Originating in Latin *combinatio*, **combination** it is a word that refers to **act and consequence of combining something or combining** (that is, join, complement or assemble diverse things to achieve a **compound** ). The concept has multiple applications since the feasible things to combine are of very different characteristics and origins.

A combination, according to the theory, is understood as a **ordered sequence** from **signs** (which may be letters and / or numbers) known only to one or a few individuals and that allows certain mechanisms to be opened or put into operation. The **padlocks** and the **safes** they are, for example, devices that include combinations. For example: *"I'm going to give you the combination of the box, but please keep the information in the safe"*, *“We cannot enter since this door is locked and I don't know the combination”*, *"Someone stole the combination and opened the safe, since the money is missing but not forced"*.

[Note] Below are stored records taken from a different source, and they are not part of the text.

PR #4256, opened 2023-10-11
Fix bfloat16_bits union so that it always the sizeof unsigned short for AIX.

ChipKerchner:
Fix bfloat16_bits union so that it always the sizeof unsigned short for AIX.

### DIFF
--- a/test/compare_sgemm_sbgemm.c
+++ b/test/compare_sgemm_sbgemm.c
@@ -32,7 +32,7 @@ USE OF THIS SOFTWARE, EVEN IF ADVISED OF THE POSSIBILITY OF SUCH DAMAGE.
 typedef union
 {
   unsigned short v;
-  struct
+  struct __attribute__((packed))
   {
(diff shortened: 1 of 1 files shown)


ChipKerchner:
Unless we packed the bfloat16_bits structure, it can be something besides the sizeof unsigned short (AKA 2).  On AIX with OpenXLC, without this change the size is 4.

ChipKerchner:
Also ensure that the sizeof float32_bits is the sizeof float (AKA 4)

martin-frbg:
I wonder how portable this attribute is ?

RajalakshmiSR:
> I wonder how portable this attribute is ?

This is is tested on powerpc Linux and AIX with gcc and Open XL C. We can protect this with ifdef AIX, if needed.

martin-frbg:
Thanks. Either ifdef AIX or (I guess) ifndef MSVC would do then - bet Microsoft wants some #pragma  here instead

Of course, the idea of combination can also refer to the **mixture** or **mixture** from **colors** In the same unit. When dressing, a **person** usually choose garments whose colors combine, that is, they are harmonious in sight. For example: *"I don't like this combination: I'm going to choose shoes of another color"*, *“I can't use that wallet since it destroys the combination I chose for tonight”*.

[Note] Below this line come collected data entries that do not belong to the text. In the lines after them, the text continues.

PR #4272, opened 2023-10-19
POWER: AIX: Make use of power10 optimization

RajalakshmiSR:
POWER10 optimizations are disabled when using default AIX assembler. 
As we have fixed many issues recently, enabling optimization path for default assembler.


RajalakshmiSR:
@kavanabhat FYI

PR #4280, opened 2023-11-01
Add dynamic dispatch to AIX and clang for Power

ChipKerchner:
Known issue (to be done as a separate PR):  compiling with gcc/xlf in AIX.
Works with Linux - gcc & clang,  AIX - gcc/gfortran, xlc/xlf.

This adds dynamic dispatch to AIX.  It also adds dynamic dispatch for clang/LLVM for Linux.  All for PowerPC


driver/others/dynamic_power.c
```diff
@@ -36,13 +36,38 @@ char *gotoblas_corename(void) {
 	return corename[0];
 }
 
-#if defined(__clang__)
-static int __builtin_cpu_supports(char* arg) 
+#define CPU_UNKNOWN  0
+#define CPU_POWER5   5
+#define CPU_POWER6   6
+#define CPU_POWER7   7
```
martin-frbg: POWER7 currently does not exist as an actual, unique target - it is an alias for POWER6. Do you plan to change that ?

ChipKerchner: Fixed

martin-frbg (commented):
thanks - I guess arch==power7 would still be valid and return CPU_POWER6 though?

ChipKerchner:
Fixed.  We would like these changes in the next release (Nov 5th)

It is also known as a combination or drink at **beverage formed from the mixture of various liquors** : *“Try this: it is a combination of blue curacao, grand marnier and champagne”*, *“It's a very strong combination, don't drink so fast”*.

**Concept in mathematical terms**

In the **mathematics** On the other hand, there is talk of a combination when focusing on the subsets formed by a certain quantity of elements of a finite set analyzed and which differ in at least one element.

We generally use the term to refer to both elements that **mix** regardless of order, such as those in which order does matter; however, there is a way to name each of these mixtures. One of them is combination, the other, permutation.

It is not the same if we want to refer to what a tomato, lettuce and onion salad has, no matter the order in which we put the elements; On the other hand, if we want to mention the key to open a lock, it is extremely important in what order we say the numbers. In mathematics there is a law that says:

"If order does not matter, it is a combination.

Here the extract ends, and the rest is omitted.